*EXERCISE:* Each line of the records below that contains "searchParamsCompiler" needs to be copied.
INPUT MATERIAL section start
PR #31, opened 2020-12-17
feat: use compiled search params to build ES queries

carvantes:
Description of changes:

Use the compiled search parameters to build ES queries. 

The basic idea is to:
1. lookup the compiled search parameter
1.2 Throw an error if the param is invalid
2. build the ES query using the path from the compiled FHIR search parameter (instead of the raw parameter as before) 
3. Optionally, add additional query clauses if the compiled FHIR search parameter has conditions

Note: The current implementation does not support the specifics for the different search param types (date, token, etc.). It just treats everything as string. This PR does not change that.

### DIFF
--- a/src/FHIRSearchParametersRegistry/index.ts
+++ b/src/FHIRSearchParametersRegistry/index.ts
@@ -1,0 +1,45 @@
+/*
+ *  Copyright Amazon.com, Inc. or its affiliates. All Rights Reserved.
+ *  SPDX-License-Identifier: Apache-2.0
+ */
+
+import { FhirVersion } from 'fhir-works-on-aws-interface';
+import compiledSearchParamsV4 from '../schema/compiledSearchParameters.4.0.1.json';
+import compiledSearchParamsV3 from '../schema/compiledSearchParameters.3.0.1.json';
+
+export type SearchParam = {
+    type: string;
+    description: string;
+    target?: string[];
+    compiled: { resourceType: string; path: string; condition?: string[] }[];
+};
+export type CompiledSearchParams = {
+    [resourceType: string]: {
+        [name: string]: SearchParam;
+    };
+};
+
+/**
+ * This class is the single authority over the supported FHIR SearchParameters and their definitions
+ */
+// eslint-disable-next-line import/prefer-default-export
+export class FHIRSearchParametersRegistry {
+    private readonly compiledSearchParams: CompiledSearchParams;
+
+    constructor(fhirVersion: FhirVersion) {
+        if (fhirVersion === '4.0.1') {
+            this.compiledSearchParams = compiledSearchParamsV4 as any;
+        } else {
+            this.compiledSearchParams = compiledSearchParamsV3 as any;
+        }
+    }
+
+    /**
+     * Retrieve a search parameter. Returns undefined if the parameter is not found on the registry.
+     * @param resourceType FHIR resource type
+     * @param name search parameter name
+     */
+    getSearchParameter(resourceType: string, name: string): SearchParam | undefined {
+        return this.compiledSearchParams?.[resourceType]?.[name];
+    }
+}
--- a/src/FHIRSearchParametersRegistry/index.ts
+++ b/src/FHIRSearchParametersRegistry/index.ts
@@ -7,8 +7,43 @@ import { FhirVersion } from 'fhir-works-on-aws-interface';
 import compiledSearchParamsV4 from '../schema/compiledSearchParameters.4.0.1.json';
 import compiledSearchParamsV3 from '../schema/compiledSearchParameters.3.0.1.json';
 
+/**
+ * type: SearchParameter type
+ *
+ * description: SearchParameter description
+ *
+ * target: SearchParameter target. Only used for parameters with type reference
+ *
+ * compiled: array of objects that can be used to build ES queries. In most cases there is a single element in the array. Multiple elements in the array have on OR relationship between them
+ *
+ * compiled[].resourceType: FHIR resource type
+ *
+ * compiled[].path: object path to be used as field in queries
+ *
+ * compiled[].condition: a 3 element array with the elements of a condition [field, operator, value]
+ *
+ * @example
+ * {
+ *    "type": "reference",
+ *    "description": "What resource is being referenced",
+ *    "target": [
+ *      "Library",
+ *      "Account",
+ *      "ActivityDefinition",
+ *    ],
+ *    "compiled": [
+ *      {
+ *        "resourceType": "ActivityDefinition",
+ *        "path": "relatedArtifact.resource",
+ *        "condition": ["relatedArtifact.type", "=", "depends-on"]
+ *      },
+ *      {"resourceType": "ActivityDefinition", "path": "library"}
+ *    ]
+ *  }
+ *
+ */
 export type SearchParam = {
-    type: string;
+    type: 'composite' | 'date' | 'number' | 'quantity' | 'reference' | 'special' | 'string' | 'token' | 'uri';
     description: string;
     target?: string[];
     compiled: { resourceType: string; path: string; condition?: string[] }[];
@@ -39,7 +74,7 @@ export class FHIRSearchParametersRegistry {
      * @param resourceType FHIR resource type
      * @param name search parameter name
      */
-    getSearchParameter(resourceType: string, name: string): SearchParam? {
+    getSearchParameter(resourceType: string, name: string): SearchParam | undefined {
         return this.compiledSearchParams?.[resourceType]?.[name];
     }
 }
--- a/src/FHIRSearchParametersRegistry/index.ts
+++ b/src/FHIRSearchParametersRegistry/index.ts
@@ -39,7 +39,7 @@ export class FHIRSearchParametersRegistry {
      * @param resourceType FHIR resource type
      * @param name search parameter name
      */
-    getSearchParameter(resourceType: string, name: string): SearchParam | undefined {
+    getSearchParameter(resourceType: string, name: string): SearchParam? {
         return this.compiledSearchParams?.[resourceType]?.[name];
     }
 }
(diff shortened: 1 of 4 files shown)


src/elasticSearchService.test.ts
```diff
@@ -33,14 +34,13 @@ describe('typeSearch', () => {
             [{}],
             [{ _count: 10, _getpagesoffset: 2 }],
             [{ gender: 'female', name: 'Emily' }],
-            [{ id: '11111111-1111-1111-1111-111111111111' }],
```
carvantes, line 36: `id` is no longer a valid parameter. `_id` is the correct one

rsmayda: why? Is this true from a FHIR perspective? should we change the persistence layer to save id as _id as an additional field?

src/elasticSearchService.ts
```diff
@@ -81,20 +89,63 @@ export class ElasticSearchService implements Search {
...
-                must.push(query);
+                const value = escapeQueryString(searchValue as string);
+                const fhirSearchParam = this.fhirSearchParams.getSearchParameter(resourceType, searchParameter);
+                if (fhirSearchParam === undefined) {
+                    throw new InvalidSearchParameterError(
+                        `Invalid search parameter '${searchParameter}' for resource type ${resourceType}`,
+                    );
+                }
+
+                const queries = fhirSearchParam.compiled.map(compiled => {
```
rsmayda, line 104: I don't fully understand this loop;;
```
for each search parameters:
   for each compiled parameter:
```

Could you explain a use case for when you have multiple compiled params?

src/elasticSearchService.ts
```diff
@@ -81,20 +89,63 @@ export class ElasticSearchService implements Search {
...
+                            query: value,
+                            default_operator: 'AND',
+                            lenient: true,
+                        },
+                    };
+
+                    // In most cases conditions are used for fields that are an array of objects
+                    // Ideally we should be using a nested query, but that'd require to update the index mappings.
+                    //
+                    // Simply using an array of bool.must is good enough for most cases. The result will contain the correct documents, however it MAY contain additional documents
```
rsmayda, line 119: `however it MAY contain additional documents` -- could you explain this more? What will the additional documents be, if they will all be correct?

src/FHIRSearchParametersRegistry/index.ts
```diff
@@ -0,0 +1,45 @@
...
+            this.compiledSearchParams = compiledSearchParamsV3 as any;
+        }
+    }
+
+    /**
+     * Retrieve a search parameter. Returns undefined if the parameter is not found on the registry.
+     * @param resourceType FHIR resource type
+     * @param name search parameter name
+     */
+    getSearchParameter(resourceType: string, name: string): SearchParam | undefined {
```
rsmayda, line 77: Can you use `?` for returns
```suggestion
    getSearchParameter(resourceType: string, name: string): SearchParam? {
```

src/FHIRSearchParametersRegistry/index.ts
```diff
@@ -0,0 +1,45 @@
+/*
+ *  Copyright Amazon.com, Inc. or its affiliates. All Rights Reserved.
+ *  SPDX-License-Identifier: Apache-2.0
+ */
+
+import { FhirVersion } from 'fhir-works-on-aws-interface';
+import compiledSearchParamsV4 from '../schema/compiledSearchParameters.4.0.1.json';
+import compiledSearchParamsV3 from '../schema/compiledSearchParameters.3.0.1.json';
+
+export type SearchParam = {
```
rsmayda, line 45: Could you add comments explaining the params; especially `compiled.condition`; if you use long winded comments, like :
```suggestion
/**
* <comment here>
*/
export type SearchParam = {
```

My IDE (VSCode) will add those comments when I hover over time object

src/elasticSearchService.test.ts
carvantes: This is correct per the FHIR spec. https://www.hl7.org/fhir/search.html#id

`id` was never a truly valid parameter, it's just that before we used the parameters directly as fields on ES documents.

There's no need to change persistence. The expression for `_id` maps it to the `id` field:

```
...
"name" : "_id",
"base" : ["Resource"],
"expression" : "Resource.id",
...
```

src/elasticSearchService.ts
carvantes: This only occurs when there are OR conditions i.e. https://github.com/awslabs/fhir-works-on-aws-search-es/blob/feat-fhir-search-params/scripts/searchParamsCompiler/__snapshots__/compile.test.js.snap#L138-L158

src/elasticSearchService.ts
carvantes: https://www.elastic.co/guide/en/elasticsearch/reference/current/nested.html explains it quite well.

Also, to clarify **not all** the returned documents are correct matches, but the correct documents will always part of the results.

Based on the examples from the ES docs, consider the documents:
```
{
  "group" : "fans",
  "user" : [ 
    {
      "first" : "John",
      "last" :  "Smith"
    },
    {
      "first" : "Alice",
      "last" :  "White"
    }
  ]
}
{
  "group" : "fans",
  "user" : [ 
    {
      "first" : "John",
      "last" :  "xxxx"
    },
    {
      "first" : "yyyy",
      "last" :  "Smith"
    }
  ]
}
```

a query like `user.first="John" and user.last="Smith"` will match **both** documents. Only the 1st one is correct, the 2nd one is an additional match that we were not expecting.

src/elasticSearchService.ts
```diff
@@ -81,20 +89,63 @@ export class ElasticSearchService implements Search {
...
-                        default_operator: 'AND',
-                        lenient: true,
-                    },
-                };
-                must.push(query);
+                const value = escapeQueryString(searchValue as string);
+                const fhirSearchParam = this.fhirSearchParams.getSearchParameter(resourceType, searchParameter);
+                if (fhirSearchParam === undefined) {
+                    throw new InvalidSearchParameterError(
+                        `Invalid search parameter '${searchParameter}' for resource type ${resourceType}`,
```
nguyen102, line 100: Should we just pass back the relevant params to `InvalidSearchParameterError` and then have `errorHandling` in the routing package form the error message?

So in this case `throw new InvalidSearchParameterError({searchParameter, resourceType})`

The thought being, since this is `InvalidSearchParameterError`, repeating `Invalid search parameter` seems repetitive.

src/FHIRSearchParametersRegistry/index.ts
carvantes: added docs

src/FHIRSearchParametersRegistry/index.ts
carvantes: not really. Your suggested change is invalid syntax.

https://github.com/microsoft/TypeScript/issues/13184

src/elasticSearchService.ts
carvantes: We could do that, but I don't see a major benefit in doing so. 

Granted, we don't have a standard place to build the error messages right now. Some msgs are a default on the error object, some msgs are set when throwing an error(like this one), and some are set by the router error handler. 

Also, repetition is sort of unavoidable since we are saying the same thing but in user friendly text. Moving it to the router it will be still be "repeating" the `"Invalid search parameter"` for an `InvalidSearchParameterError `

nguyen102: If we move "Invalid search parameter" to `errorHandling` in the router we won't have to include "Invalid search parameter" when throwing `InvalidSearchParameterError` in other places. We can just pass the relevant `searchParameter` and `resourceType` to `InvalidSearchParameterError`. 

Otherwise, if we're forming the full message each time we throw `InvalidSearchParameterError`, it seems we can just create a more generic error such as `InvalidParameterError`.

carvantes: I guess I like the flexibility of just adding a string error message. Right now there's only a single error, but later on we may add more detailed error messages for things like invalid modifiers, invalid prefixes, malformed tokens, etc. I'd rather not parametrize the error since it is tedious to update interface + search + routing just to add a more detailed error msg. 

Also, ideally search should have a single place where it validates parameters. If this error is being thrown in many different places across the codebase, then maybe there's a more important refactor to do.

nguyen102: That sounds reasonable. Let's keep this flexible for now, and we can come back to this in the future, if we find we're reusing the same error message.

src/elasticSearchService.ts
```diff
@@ -81,20 +89,63 @@ export class ElasticSearchService implements Search {
...
+                    // Simply using an array of bool.must is good enough for most cases. The result will contain the correct documents, however it MAY contain additional documents
+                    // https://www.elastic.co/guide/en/elasticsearch/reference/current/nested.html
+                    if (compiled.condition !== undefined) {
+                        return {
+                            bool: {
+                                must: [
+                                    pathQuery,
+                                    {
+                                        query_string: {
+                                            fields: [compiled.condition[0], `${compiled.condition[0]}.*`],
```
nguyen102, line 128: `compiled[].condition: a 3 element array with the elements of a condition [field, operator, value]`

Do we need to take into account the `operator`? What if the operator was `>` or `<`? The current query seems to be for the case in which the operation is `=`.

carvantes: We can assume it is always `=`.  Our grammar only supports the `=` operator
https://github.com/awslabs/fhir-works-on-aws-search-es/blob/feat-fhir-search-params/scripts/searchParamsCompiler/reducedFHIRPath.ne#L22

I haven't found any search parameter that uses `>` or `<`

src/elasticSearchService.ts
rsmayda: Ahh ok thanks

nguyen102 (approved):

rsmayda (approved):

PR #35, opened 2021-01-06
feat: implement getCapabilities

carvantes:
Description of changes:
Implement the new `getCapabilities` interface method. The capability statement is built only once and then cached in a class variable.

Related PRs:
- https://github.com/awslabs/fhir-works-on-aws-interface/pull/42


src/FHIRSearchParametersRegistry/index.ts
```diff
@@ -80,17 +87,20 @@ export class FHIRSearchParametersRegistry {
         };
     };
 
+    private readonly capabilityStatement: SearchCapabilityStatement;
+
     constructor(fhirVersion: FhirVersion) {
         let compiledSearchParams: SearchParam[];
         if (fhirVersion === '4.0.1') {
-            compiledSearchParams = compiledSearchParamsV4 as SearchParam[];
+            compiledSearchParams = (compiledSearchParamsV4 as unknown) as SearchParam[];
```
nguyen102: interesting, what does asserting  `compiledSearchParamsV4` twice do?

src/FHIRSearchParametersRegistry/index.ts
```diff
@@ -107,6 +117,32 @@ export class FHIRSearchParametersRegistry {
...
+            this.capabilityStatement[resourceType].searchRevInclude = [
+                '*',
+                ...(this.revincludeMap[resourceType]?.map(x => `${x.base}:${x.name}`) ?? []),
+            ];
+        });
+
+        const resourceSearchParams = Object.values(this.typeNameMap.Resource).map(toCapabilityStatement);
+
+        Object.values(this.capabilityStatement).forEach(x => {
+            x.searchParam.push(...resourceSearchParams);
```
nguyen102: On my IDE it shows a linting error for `x`.
`TS2571: Object is of type 'unknown'.`

carvantes: I'm not sure why. btw, that's not an eslint error, that's a typescript error. Such an error would make typescript compilation fail, but the whole `yarn release` runs fine on my end, so it's likely to be an issue on your machine.

1. Do you also have the updated interface from my other PR locally? that var is expected to be of the newly introduced `SearchCapabilities` type.
1. IDEs sometimes briefly show a var type as unknown when opening/modifying a file(I'm guessing that while waiting for tsc to run in the background). At least webstorm does that, it does not highlight it as an error though.

src/FHIRSearchParametersRegistry/index.ts
carvantes: I reverted this. It's not necessary.

I added it when I was testing some changes on the compiled search params JSON file. Typescript makes checks to see if a type casting is safe, but you can bypass them by casting `T1` into `unknown` into `T2`. It's not safe, but sometimes it's convenient for quick tests.

src/FHIRSearchParametersRegistry/index.ts
nguyen102: Ahh, that makes sense. My IDE is erroring out on the interface issue. It must be because I don't have your interface changes.

nguyen102 (approved):

src/FHIRSearchParametersRegistry/index.ts
```diff
@@ -107,6 +117,33 @@ export class FHIRSearchParametersRegistry {
                 });
             }
         });
+
+        Object.entries(this.typeNameMap).forEach(([resourceType, searchParams]) => {
```
rsmayda, line 121: This code is in the constructor when is the `FHIRSearchParametersRegistry` initialized? I am concerned that this code is ran for use-cases when the request is just `GET /Patient?name=Rob`

carvantes: The time it takes to build the capability statement is negligible ( < 10ms. For such small values measuring time with `console.time` isn't even reliable. doing "absolutely nothing" (i.e.`console.time('x'); console.timeEnd('x')`) also takes ~10ms ). 

It could be refactored to lazily build the cap statement on the 1st call to `getCapabilities`, but It's not worth it and it is simpler to keep it as is.

rsmayda (approved):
INPUT MATERIAL section end
*SOLUTION:*
carvantes: This only occurs when there are OR conditions i.e. https://github.com/awslabs/fhir-works-on-aws-search-es/blob/feat-fhir-search-params/scripts/searchParamsCompiler/__snapshots__/compile.test.js.snap#L138-L158
https://github.com/awslabs/fhir-works-on-aws-search-es/blob/feat-fhir-search-params/scripts/searchParamsCompiler/reducedFHIRPath.ne#L22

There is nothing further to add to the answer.